Having run a faster mile than any previous human, Landy mused as the bus rolled on, had helped to transform him from a bashful loner into a man unafraid to try almost anything in life. He taught science. He helped run a cattle and sheep ranch. He worked on conservation of national parks. He became manager of the agricultural research department of the biggest chemical company in Australia, chairman of the Wool Research Corporation, technical director of Melbourne's bid for the 1996 Olympics. He wrote two books on natural history, one a bestseller, and now acts as a consultant to Australia's dairy industry and serves on committees for a hospital charity and the prestigious Melbourne Cricket Club. "The hardest thing to know, once you've taken something to the limits, as we did, is when to give something up, when to stop pushing further," Landy said. "I've tried to put a three-year limit on each of my projects. I've had a rich life."
On his lap was a sheaf of crisp photocopies, reproductions of pictures of all the world-record holders blazing around tracks in their primes. Landy straightened the stack a half-dozen times, glanced at the men around him speaking French, Swahili, Swedish and English and wondered if he dared to...and how it would be received if he....
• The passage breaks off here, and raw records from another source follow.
PR #943, opened 2023-06-02
[wip] Assignment refactor - performance optimization

ehoner:
The changes here collapse multiple loops into a single traversal. This is an experimental change intended for review and discussion. These changes are incomplete and should be discussed before continuing. 

### Technical Overview
There are 4 requirements to the traversal of `currentAssignment` affected:

1. Group partitions (`Set<String>`) by `taskId`: `newPartitionAssignmentMap`.
2. Determine which tasks had a change in assignment count: `tasksWithChangedPartition`.
3. Find the total throughput for each task: `taskThroughputMap`.
4. Identify which tasks were below the max partition count: `tasks`.

The prototype proposed performs all 4 in a single traversal. The current implementation does 3. The first for 1 and 2. While 3 and 4 each have their own traversal. It isn't clear if the use of `parallel()` will affect performance.


ehoner:
Can be reopened later.

PR #948, opened 2023-06-30
Log existing datastream for update and delete call

vmaheshw:
Existing datastream object needs to be logged to check the states and rollback based on logs if necessary.


datastream-server-restli/src/main/java/com/linkedin/datastream/server/dms/DatastreamResources.java
```diff
@@ -245,6 +245,8 @@ private void doUpdateDatastreams(Map<String, Datastream> datastreamMap) {
           throw new DatastreamValidationException(String.format("Failed to update %s. Can't update numTasks."
               + " old: %s new: %s", key, oldDatastream, datastream));
         }
+
+        LOG.info("[UPDATE] old datastream: {}, new datastream: {}", oldDatastream, datastream);
```
hshukla, line 249: Do we need to log the whole datastream object? Here have mentioned [UPDATE] but for delete the log says `Delete`, can we be consistent?

Also, can we please follow key={value} format when we log, as some logging tool does not work great with `:`

Same for other log like in delete

ehoner (approved):

hshukla (approved):

PR #951, opened 2023-08-03
Added log messages to debug assignPartitions

jzakaryan:
We observed that the leader has a tendency to get stuck on this method (in some rare cases for more than 5 minutes). Added log messages to help debug the issue.

Note that the test suite in `TestLoadBasedPartitionAssigner` do not capture such performance problems. Attempts to reproduce them locally didn't work.

### DIFF
--- a/datastream-server/src/main/java/com/linkedin/datastream/server/assignment/LoadBasedPartitionAssigner.java
+++ b/datastream-server/src/main/java/com/linkedin/datastream/server/assignment/LoadBasedPartitionAssigner.java
@@ -80,10 +80,12 @@ public class LoadBasedPartitionAssigner implements MetricsAware {
   public Map<String, Set<DatastreamTask>> assignPartitions(
       ClusterThroughputInfo throughputInfo, Map<String, Set<DatastreamTask>> currentAssignment,
       List<String> unassignedPartitions, DatastreamGroupPartitionsMetadata partitionMetadata, int maxPartitionsPerTask) {
+    LOG.info("START: assignPartitions");
     String datastreamGroupName = partitionMetadata.getDatastreamGroup().getName();
     Map<String, PartitionThroughputInfo> partitionInfoMap = new HashMap<>(throughputInfo.getPartitionInfoMap());
     Set<String> tasksWithChangedPartition = new HashSet<>();
 
+    LOG.info("Filtering out tasks for the current datastream {}", datastreamGroupName);
     // filter out all the tasks for the current datastream group, and retain assignments in a map
     Map<String, Set<String>> newPartitionAssignmentMap = new HashMap<>();
     currentAssignment.values().forEach(tasks ->
@@ -103,6 +105,7 @@ public class LoadBasedPartitionAssigner implements MetricsAware {
     validatePartitionCountAndThrow(datastreamGroupName, numTasks, numPartitions, maxPartitionsPerTask);
 
     // sort the current assignment's tasks on total throughput
+    LOG.info("Extracting throughput info for partitions which have the throughput data (recognized partitions)");
     Map<String, Integer> taskThroughputMap = new HashMap<>();
     PartitionThroughputInfo defaultPartitionInfo = new PartitionThroughputInfo(_defaultPartitionBytesInKBRate,
         _defaultPartitionMsgsInRate, "");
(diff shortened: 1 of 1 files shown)


datastream-server/src/main/java/com/linkedin/datastream/server/assignment/LoadBasedPartitionAssigner.java
```diff
@@ -80,10 +80,12 @@ public LoadBasedPartitionAssigner(int defaultPartitionBytesInKBRate, int default
   public Map<String, Set<DatastreamTask>> assignPartitions(
       ClusterThroughputInfo throughputInfo, Map<String, Set<DatastreamTask>> currentAssignment,
       List<String> unassignedPartitions, DatastreamGroupPartitionsMetadata partitionMetadata, int maxPartitionsPerTask) {
+    LOG.info("START: assignPartitions");
```
hshukla, line 83: do we need a datastream name here?

datastream-server/src/main/java/com/linkedin/datastream/server/assignment/LoadBasedPartitionAssigner.java
```diff
@@ -80,10 +80,12 @@ public LoadBasedPartitionAssigner(int defaultPartitionBytesInKBRate, int default
...
     String datastreamGroupName = partitionMetadata.getDatastreamGroup().getName();
     Map<String, PartitionThroughputInfo> partitionInfoMap = new HashMap<>(throughputInfo.getPartitionInfoMap());
     Set<String> tasksWithChangedPartition = new HashSet<>();
 
+    LOG.info("Filtering out tasks for the current datastream {}", datastreamGroupName);
```
hshukla, line 88: I would encourage to use key=value format for the log message, that way it is easier to search on log analysis tool.

datastream-server/src/main/java/com/linkedin/datastream/server/assignment/LoadBasedPartitionAssigner.java
```diff
@@ -137,13 +140,15 @@ public Map<String, Set<DatastreamTask>> assignPartitions(
       }
     }
 
+    LOG.info("Sorting recognized partitions on byte rate");
```
hshukla, line 143: any other metadata needed to know what datastream this log belongs too? by looking into this log line one might not have enough information to interpret what this is for. Or the above log which has datastream name is sufficient for us? https://github.com/linkedin/brooklin/pull/951/files#diff-430d9ed3200fdf27009cd18273178da8a789cdec2e410b90ac5bb00562704d69R88

ehoner (approved):
I am approving these in case they are time-sensitive. But in general I agree with @hshukla's comments. I am not convinced these changes will surface _the_ issue(s), but this is a worthwhile first step before considering more involved changes.

shrinandthakkar:
I remember us talking about putting logs around any IO operations that might be happening, should we add some logs there as well?
- [Throughput Provider Interactions.](https://github.com/linkedin/brooklin/blob/da925e6dcf9d454c52b3f72ed69cf48ca683f1eb/datastream-server/src/main/java/com/linkedin/datastream/server/assignment/LoadBasedPartitionAssignmentStrategy.java#L127)
- ZK Interactions if any.

datastream-server/src/main/java/com/linkedin/datastream/server/assignment/LoadBasedPartitionAssigner.java
jzakaryan: Added the data stream name to the START and END markers. This will be sufficient to trace these in the logs, since coordinator is running in a single thread and invocations of this method won't run concurrently.

datastream-server/src/main/java/com/linkedin/datastream/server/assignment/LoadBasedPartitionAssigner.java
jzakaryan: Datastream name in the START and END messages is sufficient. No need to repeat it in every message printed.

jzakaryan:
> I remember us talking about putting logs around any IO operations that might be happening, should we add some logs there as well?
> 
> * [Throughput Provider Interactions.](https://github.com/linkedin/brooklin/blob/da925e6dcf9d454c52b3f72ed69cf48ca683f1eb/datastream-server/src/main/java/com/linkedin/datastream/server/assignment/LoadBasedPartitionAssignmentStrategy.java#L127)
> * ZK Interactions if any.

The consensus at the end of the meeting was that the assignPartitions method is where the CPU time is spent. I avoided adding logs in other places as to keep unnecessary logging to minimum.

hshukla (approved):

shrinandthakkar (approved):

PR #957, opened 2023-08-28
Added a timeout on the producer flush call in KafkaMirrorMakerConnecorTask

jzakaryan:
Even in flushness mode BMM's tasks do a flush call on the producer when shutting down. We have observed that producer flush call tends to get indefinitely stuck and this keeps the tasks from shutting down gracefully. The code change in this PR addresses this by wrapping the producer flush call in a future and blocking on that future with a timeout.

If the producer flush doesn't complete in the given timeout window, the task will proceed to committing safe offsets and shutting down. The timeout window is exposed through a configuration property.

### DIFF
--- a/datastream-kafka-connector/src/main/java/com/linkedin/datastream/connectors/kafka/mirrormaker/KafkaMirrorMakerConnectorTask.java
+++ b/datastream-kafka-connector/src/main/java/com/linkedin/datastream/connectors/kafka/mirrormaker/KafkaMirrorMakerConnectorTask.java
@@ -16,6 +16,9 @@ import java.util.Map;
 import java.util.Optional;
 import java.util.Properties;
 import java.util.Set;
+import java.util.concurrent.Executors;
+import java.util.concurrent.Future;
+import java.util.concurrent.TimeUnit;
 import java.util.regex.Pattern;
 import java.util.stream.Collectors;
 
@@ -124,6 +127,7 @@ public class KafkaMirrorMakerConnectorTask extends AbstractKafkaBasedConnectorTa
   // among Kafka consumer client metrics for different datastreams.
   private final boolean _includeDatastreamNameInConsumerClientId;
   private final String _destinationTopicPrefix;
+  private final long _hardCommitFlushTimeoutMs;
   private FlushlessEventProducerHandler<Long> _flushlessProducer = null;
   private boolean _flowControlEnabled = false;
   private long _maxInFlightMessagesThreshold;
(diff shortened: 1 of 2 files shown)


datastream-kafka-connector/src/main/java/com/linkedin/datastream/connectors/kafka/mirrormaker/KafkaMirrorMakerConnectorTask.java
```diff
@@ -406,7 +411,11 @@ protected void maybeCommitOffsets(Consumer<?, ?> consumer, boolean hardCommit) {
...
         try {
-          _datastreamTask.getEventProducer().flush();
+          Future<?> producerFlushFuture = Executors.newSingleThreadExecutor().
+              submit(() -> _datastreamTask.getEventProducer().flush());
+          producerFlushFuture.get(_hardCommitFlushTimeoutMs, TimeUnit.MILLISECONDS);
+        } catch (Exception ex) {
+          LOG.warn("Producer flush failed with exception: ", ex);
         } finally {
           // Flushless mode tracks the successfully received acks, so it is safe to commit offsets even if flush throws
           // an exception. Commit the safe offsets to reduce send duplication.
```
ehoner, line 421: Should the executor be shutdown? Alternatively, maybe moved to the class level.

```java
ExecutorService executor = Executors.newSingleThreadExecutor();
try {
  executor.submit(() -> _datastreamTask.getEventProducer().flush())
      .get(_hardCommitFlushTimeoutMs, TimeUnit.MILLISECONDS);
} catch (Exception ex) {
  LOG.warn("Producer flush failed with exception: ", ex);
} finally {
  commitSafeOffsets(consumer);
  executor.shutdownNow();
}
```

shrinandthakkar (commented):
why shouldn't we just use the producer config `offset.flush.timeout.ms` instead of creating a newer config to wait on ? 

ref: https://kafka.apache.org/21/documentation.html#producerconfigs

jzakaryan:
> why shouldn't we just use the producer config `offset.flush.timeout.ms` instead of creating a newer config to wait on ?
> 
> ref: https://kafka.apache.org/21/documentation.html#producerconfigs

@shrinandthakkar the problem is that the the tasks were found to be stuck on `flush` after 60 seconds despite the default value of 5 seconds for `offset.flush.timeout.ms`. Connector logs show that it interrupted the producer.flush to shut down the task.
We can reach out to Kafka team and ask if the behavior of LKC wrt producer flush and config values are the same as in Apache Kafka. But that can happen in parallel with us addressing it.

shrinandthakkar:
> > why shouldn't we just use the producer config `offset.flush.timeout.ms` instead of creating a newer config to wait on ?
> > ref: https://kafka.apache.org/21/documentation.html#producerconfigs
> 
> @shrinandthakkar the problem is that the the tasks were found to be stuck on `flush` after 60 seconds despite the default value of 5 seconds for `offset.flush.timeout.ms`. Connector logs show that it interrupted the producer.flush to shut down the task. We can reach out to Kafka team and ask if the behavior of LKC wrt producer flush and config values are the same as in Apache Kafka. But that can happen in parallel with us addressing it.

@jzakaryan 
Within the EventProducer's flush call, I think we already have a configuration defined ([ref](https://github.com/linkedin/brooklin/blob/a3d26a8bbe935d9c6173a96e2a6b786ebf1fb857/datastream-kafka/src/main/java/com/linkedin/datastream/kafka/KafkaProducerWrapper.java#L399)). And the value of that flush timeout config is INT_MAX ? Is that why we are waiting forever ? 

Do you think if we should rather try to reconfigure that value for MM clusters ?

"Michel...could you be so kind as to autograph these?" Landy asked. "It's not for me, of course. It's to auction them off for charity, for medical research.... Good on ya.... All for charity...wonderful...perfect."
ELLIOTT: Why did I run? I ran at first to remorselessly beat everyone I possibly could.
RYUN: I ran to get a letter jacket, a girlfriend. I ran because I was cut from the basketball and baseball teams. I ran to be accepted, to be part of a group.